◆ **YOUR OBJECTIVE**: In the material below, how many lines include the string "Yeah"? Answer with the number and nothing else.

(ENTRIES SHOWN begins)

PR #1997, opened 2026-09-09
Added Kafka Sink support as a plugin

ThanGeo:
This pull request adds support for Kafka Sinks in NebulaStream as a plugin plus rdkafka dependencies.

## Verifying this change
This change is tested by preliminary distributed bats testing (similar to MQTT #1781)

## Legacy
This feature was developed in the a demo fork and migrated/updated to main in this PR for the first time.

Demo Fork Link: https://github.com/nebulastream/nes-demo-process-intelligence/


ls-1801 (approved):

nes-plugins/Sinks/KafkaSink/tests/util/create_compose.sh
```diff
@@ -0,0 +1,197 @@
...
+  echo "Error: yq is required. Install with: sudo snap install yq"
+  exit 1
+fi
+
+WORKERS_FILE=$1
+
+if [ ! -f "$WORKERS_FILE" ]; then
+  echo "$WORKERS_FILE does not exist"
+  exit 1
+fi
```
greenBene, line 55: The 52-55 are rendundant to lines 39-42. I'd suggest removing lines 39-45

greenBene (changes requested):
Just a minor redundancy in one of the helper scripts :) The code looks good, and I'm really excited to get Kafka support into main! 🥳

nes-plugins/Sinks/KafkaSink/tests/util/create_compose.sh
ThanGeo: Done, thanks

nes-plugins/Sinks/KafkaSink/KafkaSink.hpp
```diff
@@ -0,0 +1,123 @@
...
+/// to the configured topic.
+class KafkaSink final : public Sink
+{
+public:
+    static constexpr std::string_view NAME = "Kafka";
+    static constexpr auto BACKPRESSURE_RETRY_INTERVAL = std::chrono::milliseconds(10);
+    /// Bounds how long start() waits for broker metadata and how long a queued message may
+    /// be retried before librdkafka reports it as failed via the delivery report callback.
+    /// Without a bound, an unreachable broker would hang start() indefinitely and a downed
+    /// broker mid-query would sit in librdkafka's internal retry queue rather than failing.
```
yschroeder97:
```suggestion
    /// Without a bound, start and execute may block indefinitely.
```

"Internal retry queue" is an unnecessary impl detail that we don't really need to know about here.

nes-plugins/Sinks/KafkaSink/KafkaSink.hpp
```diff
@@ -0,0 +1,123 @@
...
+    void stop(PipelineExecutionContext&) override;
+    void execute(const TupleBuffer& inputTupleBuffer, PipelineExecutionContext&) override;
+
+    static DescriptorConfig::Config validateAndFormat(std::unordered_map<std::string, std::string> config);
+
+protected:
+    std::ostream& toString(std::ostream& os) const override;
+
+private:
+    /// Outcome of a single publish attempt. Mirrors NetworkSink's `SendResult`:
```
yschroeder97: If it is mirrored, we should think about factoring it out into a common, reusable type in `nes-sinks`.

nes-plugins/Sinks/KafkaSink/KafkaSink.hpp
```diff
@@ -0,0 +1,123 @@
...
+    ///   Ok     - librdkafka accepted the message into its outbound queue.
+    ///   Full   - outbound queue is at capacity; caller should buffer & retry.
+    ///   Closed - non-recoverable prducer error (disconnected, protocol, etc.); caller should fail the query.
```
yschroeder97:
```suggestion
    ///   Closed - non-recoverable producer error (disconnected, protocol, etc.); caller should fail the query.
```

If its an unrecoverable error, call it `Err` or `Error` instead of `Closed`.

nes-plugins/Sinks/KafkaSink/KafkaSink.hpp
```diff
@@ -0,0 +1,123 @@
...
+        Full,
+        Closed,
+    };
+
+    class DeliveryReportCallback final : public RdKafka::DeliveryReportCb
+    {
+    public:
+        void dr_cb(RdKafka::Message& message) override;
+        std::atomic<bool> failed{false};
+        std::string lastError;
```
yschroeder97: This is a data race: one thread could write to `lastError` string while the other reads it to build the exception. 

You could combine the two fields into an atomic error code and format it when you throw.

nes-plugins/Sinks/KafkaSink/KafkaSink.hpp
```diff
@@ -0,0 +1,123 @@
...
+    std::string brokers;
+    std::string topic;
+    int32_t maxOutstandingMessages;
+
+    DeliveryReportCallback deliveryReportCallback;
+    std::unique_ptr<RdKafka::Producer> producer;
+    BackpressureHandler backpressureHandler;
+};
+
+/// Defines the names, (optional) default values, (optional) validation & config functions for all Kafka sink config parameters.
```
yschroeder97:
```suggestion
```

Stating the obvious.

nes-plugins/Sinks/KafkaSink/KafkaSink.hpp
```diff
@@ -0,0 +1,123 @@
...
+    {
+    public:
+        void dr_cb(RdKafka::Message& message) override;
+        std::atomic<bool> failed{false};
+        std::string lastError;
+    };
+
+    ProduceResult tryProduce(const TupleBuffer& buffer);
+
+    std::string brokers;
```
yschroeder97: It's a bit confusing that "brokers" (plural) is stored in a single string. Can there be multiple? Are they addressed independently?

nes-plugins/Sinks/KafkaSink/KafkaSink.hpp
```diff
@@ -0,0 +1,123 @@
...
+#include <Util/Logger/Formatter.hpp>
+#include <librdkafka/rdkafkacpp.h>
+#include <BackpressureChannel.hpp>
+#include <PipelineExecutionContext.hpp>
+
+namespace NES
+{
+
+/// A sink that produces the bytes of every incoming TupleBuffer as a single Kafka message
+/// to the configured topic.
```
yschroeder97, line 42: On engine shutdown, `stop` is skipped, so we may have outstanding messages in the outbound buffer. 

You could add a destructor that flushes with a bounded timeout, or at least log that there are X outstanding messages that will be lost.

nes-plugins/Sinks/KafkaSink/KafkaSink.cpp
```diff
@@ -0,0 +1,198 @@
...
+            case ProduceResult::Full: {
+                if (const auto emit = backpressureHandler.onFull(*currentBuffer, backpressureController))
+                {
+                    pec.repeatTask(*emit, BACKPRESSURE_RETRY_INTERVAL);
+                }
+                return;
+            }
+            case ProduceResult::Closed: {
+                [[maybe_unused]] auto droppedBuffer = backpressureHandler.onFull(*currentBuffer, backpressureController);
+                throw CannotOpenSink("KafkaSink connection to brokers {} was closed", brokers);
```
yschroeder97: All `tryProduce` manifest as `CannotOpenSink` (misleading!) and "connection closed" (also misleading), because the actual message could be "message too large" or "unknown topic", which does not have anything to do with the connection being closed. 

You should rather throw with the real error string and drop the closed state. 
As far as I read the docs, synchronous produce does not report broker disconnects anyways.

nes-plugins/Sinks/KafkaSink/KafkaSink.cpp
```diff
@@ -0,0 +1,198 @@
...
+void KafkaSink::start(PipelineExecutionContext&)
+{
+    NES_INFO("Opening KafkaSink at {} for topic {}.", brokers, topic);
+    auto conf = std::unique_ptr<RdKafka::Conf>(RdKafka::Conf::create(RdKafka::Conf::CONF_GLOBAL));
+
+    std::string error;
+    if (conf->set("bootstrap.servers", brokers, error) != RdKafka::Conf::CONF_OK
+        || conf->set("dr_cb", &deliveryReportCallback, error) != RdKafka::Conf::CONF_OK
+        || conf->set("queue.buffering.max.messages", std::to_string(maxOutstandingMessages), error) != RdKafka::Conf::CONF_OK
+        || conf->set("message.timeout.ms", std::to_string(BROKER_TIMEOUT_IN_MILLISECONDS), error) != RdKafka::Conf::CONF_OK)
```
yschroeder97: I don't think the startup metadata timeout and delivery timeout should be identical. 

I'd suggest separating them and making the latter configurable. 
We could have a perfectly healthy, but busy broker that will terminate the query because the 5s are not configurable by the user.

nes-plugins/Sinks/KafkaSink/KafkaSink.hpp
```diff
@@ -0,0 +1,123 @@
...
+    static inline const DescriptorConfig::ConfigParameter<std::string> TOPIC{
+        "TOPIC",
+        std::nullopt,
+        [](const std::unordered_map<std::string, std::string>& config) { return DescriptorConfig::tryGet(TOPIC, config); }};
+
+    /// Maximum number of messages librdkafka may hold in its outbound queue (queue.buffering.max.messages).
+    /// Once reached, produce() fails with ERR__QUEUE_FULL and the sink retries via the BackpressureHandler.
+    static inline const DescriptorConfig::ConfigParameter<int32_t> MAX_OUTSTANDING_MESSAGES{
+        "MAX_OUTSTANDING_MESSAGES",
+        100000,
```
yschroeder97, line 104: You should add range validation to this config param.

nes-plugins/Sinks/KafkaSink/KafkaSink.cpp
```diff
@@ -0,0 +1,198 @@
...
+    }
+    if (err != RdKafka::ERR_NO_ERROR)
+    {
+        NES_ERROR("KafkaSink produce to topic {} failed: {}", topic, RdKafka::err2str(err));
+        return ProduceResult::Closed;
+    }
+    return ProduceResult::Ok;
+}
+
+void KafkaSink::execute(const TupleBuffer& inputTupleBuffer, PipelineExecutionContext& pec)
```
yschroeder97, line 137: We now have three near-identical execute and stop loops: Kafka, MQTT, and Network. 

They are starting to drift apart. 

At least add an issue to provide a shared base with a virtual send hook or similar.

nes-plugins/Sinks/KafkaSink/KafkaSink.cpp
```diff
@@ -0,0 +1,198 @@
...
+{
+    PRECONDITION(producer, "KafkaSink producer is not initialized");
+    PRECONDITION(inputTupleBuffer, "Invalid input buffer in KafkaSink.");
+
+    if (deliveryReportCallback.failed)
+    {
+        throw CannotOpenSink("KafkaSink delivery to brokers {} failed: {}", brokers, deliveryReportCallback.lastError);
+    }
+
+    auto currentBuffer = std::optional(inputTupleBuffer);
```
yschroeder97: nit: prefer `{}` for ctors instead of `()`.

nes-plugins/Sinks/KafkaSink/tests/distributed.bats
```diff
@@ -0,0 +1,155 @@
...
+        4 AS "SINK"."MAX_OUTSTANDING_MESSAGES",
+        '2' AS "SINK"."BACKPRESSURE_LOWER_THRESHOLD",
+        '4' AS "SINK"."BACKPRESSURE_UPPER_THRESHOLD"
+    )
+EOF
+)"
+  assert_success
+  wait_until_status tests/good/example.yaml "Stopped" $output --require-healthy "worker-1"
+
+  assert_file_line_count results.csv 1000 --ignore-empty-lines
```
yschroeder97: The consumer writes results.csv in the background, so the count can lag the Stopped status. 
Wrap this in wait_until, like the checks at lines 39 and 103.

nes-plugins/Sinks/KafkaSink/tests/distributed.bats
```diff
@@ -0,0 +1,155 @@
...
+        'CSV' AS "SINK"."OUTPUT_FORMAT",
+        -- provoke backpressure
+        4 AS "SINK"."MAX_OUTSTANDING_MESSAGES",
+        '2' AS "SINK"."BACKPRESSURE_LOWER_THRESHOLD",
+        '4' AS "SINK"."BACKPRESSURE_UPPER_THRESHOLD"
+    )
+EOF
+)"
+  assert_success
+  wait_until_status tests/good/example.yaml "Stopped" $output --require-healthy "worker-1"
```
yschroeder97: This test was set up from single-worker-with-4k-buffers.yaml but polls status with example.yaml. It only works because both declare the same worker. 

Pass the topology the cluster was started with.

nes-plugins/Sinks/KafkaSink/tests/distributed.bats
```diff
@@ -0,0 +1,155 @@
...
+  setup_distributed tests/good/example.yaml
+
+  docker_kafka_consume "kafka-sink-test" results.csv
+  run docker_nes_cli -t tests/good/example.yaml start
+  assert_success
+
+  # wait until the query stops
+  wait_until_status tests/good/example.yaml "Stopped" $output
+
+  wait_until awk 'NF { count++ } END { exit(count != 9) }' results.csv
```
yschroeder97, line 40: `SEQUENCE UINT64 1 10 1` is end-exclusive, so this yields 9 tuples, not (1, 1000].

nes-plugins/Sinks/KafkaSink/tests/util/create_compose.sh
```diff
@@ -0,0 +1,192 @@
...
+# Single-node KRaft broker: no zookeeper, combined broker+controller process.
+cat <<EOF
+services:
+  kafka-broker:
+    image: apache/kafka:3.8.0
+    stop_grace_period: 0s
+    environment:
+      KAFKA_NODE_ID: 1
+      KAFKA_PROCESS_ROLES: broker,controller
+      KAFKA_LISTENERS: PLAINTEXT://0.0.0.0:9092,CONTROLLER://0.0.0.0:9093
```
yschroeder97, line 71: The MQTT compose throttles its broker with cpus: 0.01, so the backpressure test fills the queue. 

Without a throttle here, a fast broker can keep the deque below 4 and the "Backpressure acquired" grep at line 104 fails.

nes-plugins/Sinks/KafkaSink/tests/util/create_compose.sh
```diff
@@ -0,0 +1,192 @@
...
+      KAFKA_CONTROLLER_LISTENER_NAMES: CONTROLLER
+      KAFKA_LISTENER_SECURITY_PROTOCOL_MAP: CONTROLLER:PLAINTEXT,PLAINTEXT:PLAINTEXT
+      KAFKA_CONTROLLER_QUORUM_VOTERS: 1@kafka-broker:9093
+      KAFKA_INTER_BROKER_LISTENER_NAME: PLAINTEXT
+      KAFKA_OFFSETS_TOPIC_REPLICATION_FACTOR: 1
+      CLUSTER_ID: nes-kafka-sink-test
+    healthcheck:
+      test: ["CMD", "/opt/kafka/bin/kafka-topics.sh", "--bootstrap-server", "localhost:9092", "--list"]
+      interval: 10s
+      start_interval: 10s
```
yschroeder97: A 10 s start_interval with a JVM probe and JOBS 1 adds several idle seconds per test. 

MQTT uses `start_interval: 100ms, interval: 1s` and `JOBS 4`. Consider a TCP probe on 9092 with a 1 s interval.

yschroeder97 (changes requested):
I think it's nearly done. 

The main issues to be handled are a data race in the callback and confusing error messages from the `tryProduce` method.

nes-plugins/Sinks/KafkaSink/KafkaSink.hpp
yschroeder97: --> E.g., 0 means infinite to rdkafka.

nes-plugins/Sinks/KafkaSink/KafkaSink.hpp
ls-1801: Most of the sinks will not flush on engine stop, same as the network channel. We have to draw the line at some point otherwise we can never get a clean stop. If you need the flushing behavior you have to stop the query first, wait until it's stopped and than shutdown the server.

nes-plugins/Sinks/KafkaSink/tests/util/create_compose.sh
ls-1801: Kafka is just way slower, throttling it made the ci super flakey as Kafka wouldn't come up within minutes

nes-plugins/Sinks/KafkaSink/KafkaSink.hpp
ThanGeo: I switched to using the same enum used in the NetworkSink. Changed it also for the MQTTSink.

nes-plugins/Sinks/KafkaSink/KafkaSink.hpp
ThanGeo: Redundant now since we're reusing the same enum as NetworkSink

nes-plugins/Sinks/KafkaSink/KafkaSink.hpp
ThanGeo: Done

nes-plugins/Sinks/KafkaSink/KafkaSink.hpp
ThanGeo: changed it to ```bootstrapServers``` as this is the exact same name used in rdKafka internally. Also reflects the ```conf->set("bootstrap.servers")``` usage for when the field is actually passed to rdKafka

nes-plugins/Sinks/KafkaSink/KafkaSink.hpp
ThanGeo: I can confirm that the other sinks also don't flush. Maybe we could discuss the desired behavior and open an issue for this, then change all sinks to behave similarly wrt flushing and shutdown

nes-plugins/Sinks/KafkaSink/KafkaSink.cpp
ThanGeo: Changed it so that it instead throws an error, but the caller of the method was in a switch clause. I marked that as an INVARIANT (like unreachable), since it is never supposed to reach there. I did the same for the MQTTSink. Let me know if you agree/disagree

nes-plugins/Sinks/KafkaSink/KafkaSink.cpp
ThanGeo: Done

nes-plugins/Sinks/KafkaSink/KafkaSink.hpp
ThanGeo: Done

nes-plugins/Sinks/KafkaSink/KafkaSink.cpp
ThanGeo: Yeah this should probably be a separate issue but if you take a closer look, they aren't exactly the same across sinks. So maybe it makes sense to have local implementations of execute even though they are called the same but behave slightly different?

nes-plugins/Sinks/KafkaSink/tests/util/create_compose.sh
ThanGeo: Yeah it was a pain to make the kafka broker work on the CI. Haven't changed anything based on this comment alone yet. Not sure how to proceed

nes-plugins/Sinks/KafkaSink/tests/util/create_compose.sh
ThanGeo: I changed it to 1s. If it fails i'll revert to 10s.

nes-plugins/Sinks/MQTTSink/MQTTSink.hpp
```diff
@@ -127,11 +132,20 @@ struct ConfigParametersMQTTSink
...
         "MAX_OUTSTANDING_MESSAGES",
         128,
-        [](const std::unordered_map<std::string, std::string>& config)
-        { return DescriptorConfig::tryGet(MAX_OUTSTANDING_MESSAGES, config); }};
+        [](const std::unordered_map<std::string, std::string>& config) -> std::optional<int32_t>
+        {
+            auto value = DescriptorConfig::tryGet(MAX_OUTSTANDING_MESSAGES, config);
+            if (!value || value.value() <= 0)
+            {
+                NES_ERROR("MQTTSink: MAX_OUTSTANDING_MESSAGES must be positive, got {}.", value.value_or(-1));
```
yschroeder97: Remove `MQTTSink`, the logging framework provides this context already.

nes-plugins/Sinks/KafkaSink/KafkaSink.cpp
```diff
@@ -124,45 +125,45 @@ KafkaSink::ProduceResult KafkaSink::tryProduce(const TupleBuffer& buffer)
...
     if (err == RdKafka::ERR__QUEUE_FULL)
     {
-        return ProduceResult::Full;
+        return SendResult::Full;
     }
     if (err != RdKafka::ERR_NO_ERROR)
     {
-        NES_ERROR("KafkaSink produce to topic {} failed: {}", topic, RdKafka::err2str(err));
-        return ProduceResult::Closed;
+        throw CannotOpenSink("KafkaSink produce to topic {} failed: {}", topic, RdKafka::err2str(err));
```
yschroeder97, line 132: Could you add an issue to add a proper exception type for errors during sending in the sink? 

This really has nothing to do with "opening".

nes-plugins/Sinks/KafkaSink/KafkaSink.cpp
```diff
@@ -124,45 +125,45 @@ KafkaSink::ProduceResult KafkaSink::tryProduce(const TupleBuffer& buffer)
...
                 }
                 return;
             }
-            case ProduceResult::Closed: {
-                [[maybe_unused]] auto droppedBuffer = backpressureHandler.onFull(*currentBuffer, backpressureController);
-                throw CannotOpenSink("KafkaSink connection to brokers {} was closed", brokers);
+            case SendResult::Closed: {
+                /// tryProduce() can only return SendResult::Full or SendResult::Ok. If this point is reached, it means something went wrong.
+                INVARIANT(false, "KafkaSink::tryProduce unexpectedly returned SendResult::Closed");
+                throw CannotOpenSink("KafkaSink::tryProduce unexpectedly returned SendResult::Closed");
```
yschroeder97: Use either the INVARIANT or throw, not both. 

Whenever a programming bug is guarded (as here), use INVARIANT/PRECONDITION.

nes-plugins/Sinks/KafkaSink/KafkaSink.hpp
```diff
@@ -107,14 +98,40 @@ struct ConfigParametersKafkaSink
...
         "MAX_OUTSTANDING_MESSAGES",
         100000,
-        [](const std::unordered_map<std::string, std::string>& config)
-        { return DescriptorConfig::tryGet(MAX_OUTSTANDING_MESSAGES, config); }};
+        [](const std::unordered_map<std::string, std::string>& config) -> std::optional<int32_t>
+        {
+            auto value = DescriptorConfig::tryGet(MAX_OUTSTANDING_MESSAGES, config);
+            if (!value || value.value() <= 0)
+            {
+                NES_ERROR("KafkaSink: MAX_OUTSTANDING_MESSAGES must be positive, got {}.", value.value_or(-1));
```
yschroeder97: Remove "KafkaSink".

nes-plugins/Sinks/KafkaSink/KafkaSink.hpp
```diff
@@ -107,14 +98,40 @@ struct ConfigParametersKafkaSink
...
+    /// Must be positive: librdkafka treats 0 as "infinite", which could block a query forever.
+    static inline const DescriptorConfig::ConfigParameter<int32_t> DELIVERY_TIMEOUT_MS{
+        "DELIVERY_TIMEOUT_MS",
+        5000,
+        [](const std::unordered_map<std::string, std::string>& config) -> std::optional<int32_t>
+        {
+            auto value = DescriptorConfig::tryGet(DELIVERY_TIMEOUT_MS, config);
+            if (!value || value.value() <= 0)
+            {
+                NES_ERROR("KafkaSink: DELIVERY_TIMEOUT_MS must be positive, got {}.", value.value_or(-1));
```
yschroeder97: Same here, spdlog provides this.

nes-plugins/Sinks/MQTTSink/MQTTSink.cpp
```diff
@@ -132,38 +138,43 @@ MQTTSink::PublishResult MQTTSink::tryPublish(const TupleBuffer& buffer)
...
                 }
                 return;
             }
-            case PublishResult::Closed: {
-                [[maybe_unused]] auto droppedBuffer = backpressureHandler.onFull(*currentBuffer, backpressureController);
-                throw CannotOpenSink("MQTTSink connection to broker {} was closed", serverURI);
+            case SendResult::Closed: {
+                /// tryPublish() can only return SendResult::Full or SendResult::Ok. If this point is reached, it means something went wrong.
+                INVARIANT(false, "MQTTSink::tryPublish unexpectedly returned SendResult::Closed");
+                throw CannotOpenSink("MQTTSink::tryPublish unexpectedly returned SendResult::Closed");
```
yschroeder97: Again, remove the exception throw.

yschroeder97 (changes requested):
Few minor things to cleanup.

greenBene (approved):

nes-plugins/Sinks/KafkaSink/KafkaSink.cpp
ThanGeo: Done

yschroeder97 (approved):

(ENTRIES SHOWN ends)

◆ **SOLUTION FOR THIS PROBLEM**: 2